**DATA SUPPLIED**:
---+---

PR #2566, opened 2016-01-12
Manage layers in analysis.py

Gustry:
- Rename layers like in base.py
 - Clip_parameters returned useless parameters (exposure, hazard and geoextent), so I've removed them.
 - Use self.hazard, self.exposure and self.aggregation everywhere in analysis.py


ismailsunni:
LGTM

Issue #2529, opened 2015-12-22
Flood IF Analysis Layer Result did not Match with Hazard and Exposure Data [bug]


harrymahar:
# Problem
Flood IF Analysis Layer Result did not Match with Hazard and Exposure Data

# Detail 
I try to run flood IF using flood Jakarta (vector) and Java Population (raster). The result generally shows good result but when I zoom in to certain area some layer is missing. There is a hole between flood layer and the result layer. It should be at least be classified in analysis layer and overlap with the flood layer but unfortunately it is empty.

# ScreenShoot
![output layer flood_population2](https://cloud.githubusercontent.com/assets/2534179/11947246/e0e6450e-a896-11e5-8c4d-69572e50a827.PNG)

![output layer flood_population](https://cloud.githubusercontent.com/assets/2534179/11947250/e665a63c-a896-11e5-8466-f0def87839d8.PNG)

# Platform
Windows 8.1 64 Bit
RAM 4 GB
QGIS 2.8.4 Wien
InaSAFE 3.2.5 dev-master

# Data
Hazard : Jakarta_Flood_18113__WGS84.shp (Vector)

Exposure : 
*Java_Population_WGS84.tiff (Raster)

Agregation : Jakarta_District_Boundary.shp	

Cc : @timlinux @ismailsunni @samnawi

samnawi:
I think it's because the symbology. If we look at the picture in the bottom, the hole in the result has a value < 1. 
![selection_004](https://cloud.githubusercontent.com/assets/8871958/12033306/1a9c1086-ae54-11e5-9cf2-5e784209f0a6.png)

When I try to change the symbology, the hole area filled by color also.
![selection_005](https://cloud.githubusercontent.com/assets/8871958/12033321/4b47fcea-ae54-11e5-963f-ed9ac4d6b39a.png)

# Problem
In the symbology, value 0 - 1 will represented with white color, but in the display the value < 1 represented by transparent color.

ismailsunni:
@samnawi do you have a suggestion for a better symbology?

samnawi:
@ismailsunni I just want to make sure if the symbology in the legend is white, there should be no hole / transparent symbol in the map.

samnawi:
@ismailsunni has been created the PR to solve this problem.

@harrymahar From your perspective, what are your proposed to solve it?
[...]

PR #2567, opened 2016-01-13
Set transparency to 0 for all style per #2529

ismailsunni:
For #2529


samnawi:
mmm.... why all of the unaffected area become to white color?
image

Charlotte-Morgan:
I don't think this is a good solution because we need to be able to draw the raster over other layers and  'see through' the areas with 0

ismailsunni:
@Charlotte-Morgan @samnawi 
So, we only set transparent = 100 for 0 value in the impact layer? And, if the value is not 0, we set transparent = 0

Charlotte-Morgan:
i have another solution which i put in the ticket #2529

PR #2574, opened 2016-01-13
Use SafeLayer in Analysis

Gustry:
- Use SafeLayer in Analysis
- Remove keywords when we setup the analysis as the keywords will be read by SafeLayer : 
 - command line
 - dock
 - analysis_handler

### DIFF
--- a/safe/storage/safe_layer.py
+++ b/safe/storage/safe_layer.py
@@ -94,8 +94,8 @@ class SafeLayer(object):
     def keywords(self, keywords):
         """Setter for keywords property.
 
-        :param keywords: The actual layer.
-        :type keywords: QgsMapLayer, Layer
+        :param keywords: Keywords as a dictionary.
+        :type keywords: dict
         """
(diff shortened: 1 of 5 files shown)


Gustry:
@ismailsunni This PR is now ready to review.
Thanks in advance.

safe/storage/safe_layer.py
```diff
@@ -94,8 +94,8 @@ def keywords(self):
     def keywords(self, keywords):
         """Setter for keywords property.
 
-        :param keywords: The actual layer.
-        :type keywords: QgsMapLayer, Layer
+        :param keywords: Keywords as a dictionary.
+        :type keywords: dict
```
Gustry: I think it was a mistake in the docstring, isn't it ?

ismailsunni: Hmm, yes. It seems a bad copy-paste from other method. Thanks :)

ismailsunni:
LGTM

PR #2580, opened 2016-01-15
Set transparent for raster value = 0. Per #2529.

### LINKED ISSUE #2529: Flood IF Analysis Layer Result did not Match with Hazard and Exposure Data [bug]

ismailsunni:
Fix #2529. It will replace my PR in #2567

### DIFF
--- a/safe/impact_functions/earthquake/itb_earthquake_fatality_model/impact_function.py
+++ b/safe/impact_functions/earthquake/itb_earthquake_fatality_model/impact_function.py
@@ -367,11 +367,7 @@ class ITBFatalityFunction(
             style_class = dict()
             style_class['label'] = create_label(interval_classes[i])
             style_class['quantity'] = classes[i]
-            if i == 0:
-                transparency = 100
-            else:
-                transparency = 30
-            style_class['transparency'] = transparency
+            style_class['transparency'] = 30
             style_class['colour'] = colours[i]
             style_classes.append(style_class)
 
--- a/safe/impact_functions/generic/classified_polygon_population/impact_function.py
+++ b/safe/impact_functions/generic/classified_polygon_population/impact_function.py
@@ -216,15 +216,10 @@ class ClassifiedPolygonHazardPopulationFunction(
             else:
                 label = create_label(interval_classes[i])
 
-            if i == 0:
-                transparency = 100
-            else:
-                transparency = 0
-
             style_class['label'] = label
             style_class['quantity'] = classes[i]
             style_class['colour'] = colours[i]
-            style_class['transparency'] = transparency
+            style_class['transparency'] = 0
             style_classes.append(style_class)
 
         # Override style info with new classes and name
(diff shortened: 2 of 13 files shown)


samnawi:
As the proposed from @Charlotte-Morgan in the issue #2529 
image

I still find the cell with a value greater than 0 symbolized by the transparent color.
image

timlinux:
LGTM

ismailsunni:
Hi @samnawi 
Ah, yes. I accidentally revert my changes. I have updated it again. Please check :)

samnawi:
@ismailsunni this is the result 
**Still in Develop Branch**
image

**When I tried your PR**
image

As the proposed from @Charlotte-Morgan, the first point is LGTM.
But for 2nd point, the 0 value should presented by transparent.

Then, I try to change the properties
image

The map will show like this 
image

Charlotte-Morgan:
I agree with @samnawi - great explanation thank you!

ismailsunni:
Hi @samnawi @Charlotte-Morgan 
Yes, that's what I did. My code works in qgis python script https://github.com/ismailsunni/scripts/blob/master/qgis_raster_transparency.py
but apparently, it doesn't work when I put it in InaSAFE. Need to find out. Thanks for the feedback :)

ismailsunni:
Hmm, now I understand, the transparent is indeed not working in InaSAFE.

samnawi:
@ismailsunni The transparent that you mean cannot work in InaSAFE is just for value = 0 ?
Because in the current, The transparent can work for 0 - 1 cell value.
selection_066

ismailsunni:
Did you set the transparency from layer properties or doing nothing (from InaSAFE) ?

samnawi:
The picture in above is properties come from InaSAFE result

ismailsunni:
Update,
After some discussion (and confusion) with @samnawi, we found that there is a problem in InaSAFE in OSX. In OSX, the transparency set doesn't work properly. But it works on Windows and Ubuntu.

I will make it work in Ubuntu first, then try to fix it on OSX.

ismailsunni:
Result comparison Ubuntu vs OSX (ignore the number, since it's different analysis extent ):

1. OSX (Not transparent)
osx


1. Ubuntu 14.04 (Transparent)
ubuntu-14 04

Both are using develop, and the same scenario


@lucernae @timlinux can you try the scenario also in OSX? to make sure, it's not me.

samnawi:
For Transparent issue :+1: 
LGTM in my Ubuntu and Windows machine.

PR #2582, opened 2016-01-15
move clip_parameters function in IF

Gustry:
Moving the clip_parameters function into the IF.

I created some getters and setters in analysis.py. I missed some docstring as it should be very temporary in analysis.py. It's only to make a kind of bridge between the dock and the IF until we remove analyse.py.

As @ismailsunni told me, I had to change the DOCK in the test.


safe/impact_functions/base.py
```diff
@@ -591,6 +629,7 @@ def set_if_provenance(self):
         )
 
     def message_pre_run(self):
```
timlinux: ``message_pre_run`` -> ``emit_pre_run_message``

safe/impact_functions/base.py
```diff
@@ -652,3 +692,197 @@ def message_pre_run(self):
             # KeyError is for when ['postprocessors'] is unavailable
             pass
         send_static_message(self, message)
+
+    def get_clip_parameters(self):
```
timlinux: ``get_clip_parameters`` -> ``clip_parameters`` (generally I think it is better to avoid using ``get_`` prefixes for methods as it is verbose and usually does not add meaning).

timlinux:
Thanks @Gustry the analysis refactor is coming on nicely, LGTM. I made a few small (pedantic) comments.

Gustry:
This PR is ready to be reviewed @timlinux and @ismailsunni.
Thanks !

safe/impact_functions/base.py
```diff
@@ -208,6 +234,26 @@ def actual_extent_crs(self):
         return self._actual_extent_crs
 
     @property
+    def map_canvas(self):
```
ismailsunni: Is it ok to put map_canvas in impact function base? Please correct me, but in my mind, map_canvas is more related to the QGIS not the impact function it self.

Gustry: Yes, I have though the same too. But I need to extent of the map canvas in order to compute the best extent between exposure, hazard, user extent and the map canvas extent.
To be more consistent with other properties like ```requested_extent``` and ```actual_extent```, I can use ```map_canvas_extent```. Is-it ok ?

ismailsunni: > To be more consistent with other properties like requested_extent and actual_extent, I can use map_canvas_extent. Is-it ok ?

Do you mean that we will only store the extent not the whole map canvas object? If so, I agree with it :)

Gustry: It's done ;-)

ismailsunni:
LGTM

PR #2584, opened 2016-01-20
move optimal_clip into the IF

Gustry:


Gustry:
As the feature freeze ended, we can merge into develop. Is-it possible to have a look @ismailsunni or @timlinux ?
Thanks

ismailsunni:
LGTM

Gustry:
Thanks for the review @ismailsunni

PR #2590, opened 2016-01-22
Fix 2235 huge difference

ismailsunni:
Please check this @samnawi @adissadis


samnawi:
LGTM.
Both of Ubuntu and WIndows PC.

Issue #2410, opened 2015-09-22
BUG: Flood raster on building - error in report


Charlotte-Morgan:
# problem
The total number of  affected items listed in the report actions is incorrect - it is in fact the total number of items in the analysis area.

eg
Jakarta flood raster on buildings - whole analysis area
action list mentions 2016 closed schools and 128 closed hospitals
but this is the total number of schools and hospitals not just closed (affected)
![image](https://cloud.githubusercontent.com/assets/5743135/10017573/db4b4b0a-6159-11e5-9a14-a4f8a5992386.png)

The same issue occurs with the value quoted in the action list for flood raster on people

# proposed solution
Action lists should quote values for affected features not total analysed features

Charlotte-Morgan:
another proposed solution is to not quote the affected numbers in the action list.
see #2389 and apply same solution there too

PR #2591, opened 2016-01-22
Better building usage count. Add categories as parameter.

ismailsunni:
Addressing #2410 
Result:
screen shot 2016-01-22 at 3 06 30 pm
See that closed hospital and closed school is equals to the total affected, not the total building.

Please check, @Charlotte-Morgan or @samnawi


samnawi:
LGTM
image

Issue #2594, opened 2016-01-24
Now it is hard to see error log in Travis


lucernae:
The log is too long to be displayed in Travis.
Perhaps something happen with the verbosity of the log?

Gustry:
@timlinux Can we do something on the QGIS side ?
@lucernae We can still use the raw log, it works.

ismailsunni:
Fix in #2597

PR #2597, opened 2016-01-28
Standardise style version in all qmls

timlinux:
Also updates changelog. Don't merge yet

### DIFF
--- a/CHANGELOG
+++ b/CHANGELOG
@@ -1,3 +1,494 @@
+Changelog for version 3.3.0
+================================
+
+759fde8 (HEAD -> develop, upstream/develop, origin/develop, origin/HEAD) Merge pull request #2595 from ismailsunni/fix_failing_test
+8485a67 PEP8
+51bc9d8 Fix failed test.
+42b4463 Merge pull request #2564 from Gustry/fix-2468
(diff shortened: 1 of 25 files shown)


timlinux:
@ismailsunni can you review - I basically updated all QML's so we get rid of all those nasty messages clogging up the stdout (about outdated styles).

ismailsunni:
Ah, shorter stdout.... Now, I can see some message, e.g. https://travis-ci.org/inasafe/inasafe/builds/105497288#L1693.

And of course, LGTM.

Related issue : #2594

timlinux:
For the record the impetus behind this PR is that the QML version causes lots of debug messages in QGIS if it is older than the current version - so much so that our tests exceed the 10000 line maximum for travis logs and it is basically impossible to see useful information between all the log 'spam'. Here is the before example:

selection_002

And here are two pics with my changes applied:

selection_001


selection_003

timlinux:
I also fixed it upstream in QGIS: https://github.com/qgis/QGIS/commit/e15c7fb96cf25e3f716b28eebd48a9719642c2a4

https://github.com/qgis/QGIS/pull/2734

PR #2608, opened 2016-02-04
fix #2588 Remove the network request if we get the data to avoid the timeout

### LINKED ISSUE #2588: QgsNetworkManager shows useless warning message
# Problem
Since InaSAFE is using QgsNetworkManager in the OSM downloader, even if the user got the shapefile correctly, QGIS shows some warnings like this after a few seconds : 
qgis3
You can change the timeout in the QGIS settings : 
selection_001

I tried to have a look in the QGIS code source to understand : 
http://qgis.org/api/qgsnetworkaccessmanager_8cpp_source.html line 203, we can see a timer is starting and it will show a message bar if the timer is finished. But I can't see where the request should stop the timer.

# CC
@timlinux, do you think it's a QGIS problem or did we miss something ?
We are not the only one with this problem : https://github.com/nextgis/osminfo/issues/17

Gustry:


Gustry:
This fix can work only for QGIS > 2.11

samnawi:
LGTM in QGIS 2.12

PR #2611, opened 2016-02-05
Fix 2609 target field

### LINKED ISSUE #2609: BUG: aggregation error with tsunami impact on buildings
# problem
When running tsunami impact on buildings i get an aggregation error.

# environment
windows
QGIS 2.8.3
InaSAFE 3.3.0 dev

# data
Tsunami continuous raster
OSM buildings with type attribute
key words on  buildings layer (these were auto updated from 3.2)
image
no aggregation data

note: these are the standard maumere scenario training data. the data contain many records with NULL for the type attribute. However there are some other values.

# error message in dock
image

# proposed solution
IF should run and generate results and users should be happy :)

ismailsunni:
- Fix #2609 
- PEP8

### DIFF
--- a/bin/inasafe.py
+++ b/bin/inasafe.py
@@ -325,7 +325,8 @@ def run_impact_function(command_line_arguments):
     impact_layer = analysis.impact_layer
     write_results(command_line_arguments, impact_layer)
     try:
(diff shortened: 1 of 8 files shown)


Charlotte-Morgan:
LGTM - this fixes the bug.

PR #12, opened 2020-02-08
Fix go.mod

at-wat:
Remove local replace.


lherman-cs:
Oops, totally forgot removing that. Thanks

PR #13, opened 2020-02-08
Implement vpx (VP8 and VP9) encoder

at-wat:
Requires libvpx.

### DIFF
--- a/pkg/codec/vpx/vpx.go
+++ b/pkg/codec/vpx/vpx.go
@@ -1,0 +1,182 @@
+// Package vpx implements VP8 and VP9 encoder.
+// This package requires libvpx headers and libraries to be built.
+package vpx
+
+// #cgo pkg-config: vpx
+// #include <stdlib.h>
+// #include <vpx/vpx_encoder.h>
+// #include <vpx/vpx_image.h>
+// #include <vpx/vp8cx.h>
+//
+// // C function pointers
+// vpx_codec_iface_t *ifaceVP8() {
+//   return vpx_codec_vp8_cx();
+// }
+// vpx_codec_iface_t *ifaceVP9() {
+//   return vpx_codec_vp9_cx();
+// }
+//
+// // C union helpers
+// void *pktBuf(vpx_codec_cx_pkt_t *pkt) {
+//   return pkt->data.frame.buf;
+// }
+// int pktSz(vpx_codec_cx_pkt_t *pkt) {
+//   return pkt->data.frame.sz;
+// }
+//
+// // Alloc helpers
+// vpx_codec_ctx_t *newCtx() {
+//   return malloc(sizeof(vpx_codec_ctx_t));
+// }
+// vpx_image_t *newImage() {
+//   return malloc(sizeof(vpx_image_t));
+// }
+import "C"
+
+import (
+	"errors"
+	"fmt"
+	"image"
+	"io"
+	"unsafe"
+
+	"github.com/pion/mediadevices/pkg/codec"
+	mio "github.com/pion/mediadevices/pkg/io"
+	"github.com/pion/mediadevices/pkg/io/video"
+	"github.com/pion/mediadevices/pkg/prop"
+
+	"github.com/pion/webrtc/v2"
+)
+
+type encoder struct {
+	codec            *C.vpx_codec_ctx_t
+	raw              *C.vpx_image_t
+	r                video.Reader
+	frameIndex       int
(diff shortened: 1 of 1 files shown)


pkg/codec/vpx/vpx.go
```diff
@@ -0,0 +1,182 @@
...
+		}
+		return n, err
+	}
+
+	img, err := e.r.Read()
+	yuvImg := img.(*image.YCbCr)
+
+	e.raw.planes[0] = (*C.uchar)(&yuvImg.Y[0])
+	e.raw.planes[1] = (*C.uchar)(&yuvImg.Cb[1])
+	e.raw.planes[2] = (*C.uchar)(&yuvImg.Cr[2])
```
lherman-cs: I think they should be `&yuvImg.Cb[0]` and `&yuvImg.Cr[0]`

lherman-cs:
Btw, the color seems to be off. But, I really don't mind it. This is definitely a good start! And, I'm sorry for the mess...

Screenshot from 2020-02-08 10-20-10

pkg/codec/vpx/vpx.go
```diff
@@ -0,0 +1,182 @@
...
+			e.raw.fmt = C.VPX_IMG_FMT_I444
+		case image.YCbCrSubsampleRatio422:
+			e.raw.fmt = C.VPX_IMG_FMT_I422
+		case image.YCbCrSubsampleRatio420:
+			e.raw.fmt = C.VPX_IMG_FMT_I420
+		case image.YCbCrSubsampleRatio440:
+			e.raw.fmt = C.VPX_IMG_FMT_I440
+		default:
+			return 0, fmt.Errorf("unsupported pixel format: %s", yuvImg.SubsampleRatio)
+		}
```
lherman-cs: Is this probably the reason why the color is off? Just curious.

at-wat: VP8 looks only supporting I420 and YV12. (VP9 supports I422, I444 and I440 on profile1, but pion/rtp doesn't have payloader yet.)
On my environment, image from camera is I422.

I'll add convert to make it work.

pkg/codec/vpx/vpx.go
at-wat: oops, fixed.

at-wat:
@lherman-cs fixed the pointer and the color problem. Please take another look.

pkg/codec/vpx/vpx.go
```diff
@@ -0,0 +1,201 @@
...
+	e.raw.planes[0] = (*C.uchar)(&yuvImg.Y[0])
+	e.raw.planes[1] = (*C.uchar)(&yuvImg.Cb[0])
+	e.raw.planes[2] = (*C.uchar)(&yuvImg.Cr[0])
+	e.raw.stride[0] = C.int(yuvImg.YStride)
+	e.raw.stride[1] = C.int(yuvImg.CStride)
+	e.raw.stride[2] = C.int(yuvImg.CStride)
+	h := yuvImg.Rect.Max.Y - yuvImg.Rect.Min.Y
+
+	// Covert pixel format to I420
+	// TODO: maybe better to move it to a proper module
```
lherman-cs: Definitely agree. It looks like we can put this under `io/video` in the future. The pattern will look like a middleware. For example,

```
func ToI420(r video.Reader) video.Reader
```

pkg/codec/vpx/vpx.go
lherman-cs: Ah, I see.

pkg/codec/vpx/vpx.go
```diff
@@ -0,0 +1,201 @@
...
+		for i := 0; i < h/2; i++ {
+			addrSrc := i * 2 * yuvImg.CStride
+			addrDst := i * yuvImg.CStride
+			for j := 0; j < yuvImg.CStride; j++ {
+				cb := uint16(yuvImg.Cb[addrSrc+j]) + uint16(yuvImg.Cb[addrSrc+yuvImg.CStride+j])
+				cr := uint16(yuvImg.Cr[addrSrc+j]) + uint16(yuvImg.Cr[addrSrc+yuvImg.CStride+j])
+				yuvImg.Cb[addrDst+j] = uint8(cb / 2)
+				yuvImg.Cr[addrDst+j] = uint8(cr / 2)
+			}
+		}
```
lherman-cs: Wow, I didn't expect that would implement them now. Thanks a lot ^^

---+---

**TASK STATEMENT**: All that is wanted is an exact copy of the lines above from the one with "(diff shortened: 2 of 13 files shown)" through the one with "Hi @samnawi @Charlotte-Morgan", with both ends included.

**SOLUTION TO THIS TASK**:
(diff shortened: 2 of 13 files shown)


samnawi:
As the proposed from @Charlotte-Morgan in the issue #2529 
image

I still find the cell with a value greater than 0 symbolized by the transparent color.
image

timlinux:
LGTM

ismailsunni:
Hi @samnawi 
Ah, yes. I accidentally revert my changes. I have updated it again. Please check :)

samnawi:
@ismailsunni this is the result 
**Still in Develop Branch**
image

**When I tried your PR**
image

As the proposed from @Charlotte-Morgan, the first point is LGTM.
But for 2nd point, the 0 value should presented by transparent.

Then, I try to change the properties
image

The map will show like this 
image

Charlotte-Morgan:
I agree with @samnawi - great explanation thank you!

ismailsunni:
Hi @samnawi @Charlotte-Morgan 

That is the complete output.